* **Problem to work on**: Across the records below, count the lines that contain "xilinx" and write down only the count.

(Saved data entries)
-=-=-

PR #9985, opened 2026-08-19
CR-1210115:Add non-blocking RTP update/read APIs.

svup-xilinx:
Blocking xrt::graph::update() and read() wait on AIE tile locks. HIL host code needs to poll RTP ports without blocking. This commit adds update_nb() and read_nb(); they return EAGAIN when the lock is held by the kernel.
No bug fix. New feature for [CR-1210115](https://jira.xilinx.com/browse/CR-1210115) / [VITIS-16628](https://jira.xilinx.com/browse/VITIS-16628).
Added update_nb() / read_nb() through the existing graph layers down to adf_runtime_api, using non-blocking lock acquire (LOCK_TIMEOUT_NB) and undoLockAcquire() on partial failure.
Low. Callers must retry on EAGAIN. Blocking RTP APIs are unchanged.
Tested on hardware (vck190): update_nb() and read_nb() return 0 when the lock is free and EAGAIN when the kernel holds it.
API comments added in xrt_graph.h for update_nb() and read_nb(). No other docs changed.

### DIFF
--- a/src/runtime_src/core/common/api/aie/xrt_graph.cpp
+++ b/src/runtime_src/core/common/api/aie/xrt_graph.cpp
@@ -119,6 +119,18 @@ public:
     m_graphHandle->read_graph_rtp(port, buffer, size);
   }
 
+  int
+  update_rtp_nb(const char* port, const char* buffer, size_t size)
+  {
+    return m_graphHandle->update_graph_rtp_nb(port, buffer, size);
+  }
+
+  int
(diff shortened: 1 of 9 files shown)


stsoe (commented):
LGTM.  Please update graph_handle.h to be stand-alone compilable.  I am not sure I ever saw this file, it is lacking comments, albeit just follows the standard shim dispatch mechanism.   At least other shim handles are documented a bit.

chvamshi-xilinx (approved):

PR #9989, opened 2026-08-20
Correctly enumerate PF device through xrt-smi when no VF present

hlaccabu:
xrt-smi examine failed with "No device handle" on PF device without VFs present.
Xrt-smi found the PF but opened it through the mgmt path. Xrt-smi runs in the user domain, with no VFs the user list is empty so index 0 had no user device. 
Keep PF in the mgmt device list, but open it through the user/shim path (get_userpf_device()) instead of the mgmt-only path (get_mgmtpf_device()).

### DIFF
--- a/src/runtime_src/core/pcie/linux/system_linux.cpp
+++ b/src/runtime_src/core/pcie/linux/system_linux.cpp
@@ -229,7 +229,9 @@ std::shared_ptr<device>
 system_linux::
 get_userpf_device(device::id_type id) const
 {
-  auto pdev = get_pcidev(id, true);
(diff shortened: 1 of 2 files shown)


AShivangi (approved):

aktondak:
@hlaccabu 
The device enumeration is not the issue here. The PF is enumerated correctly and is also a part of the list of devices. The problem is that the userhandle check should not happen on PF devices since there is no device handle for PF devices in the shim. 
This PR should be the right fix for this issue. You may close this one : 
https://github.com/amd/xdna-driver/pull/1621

-=-=-

* **Solution for this exercise**: 3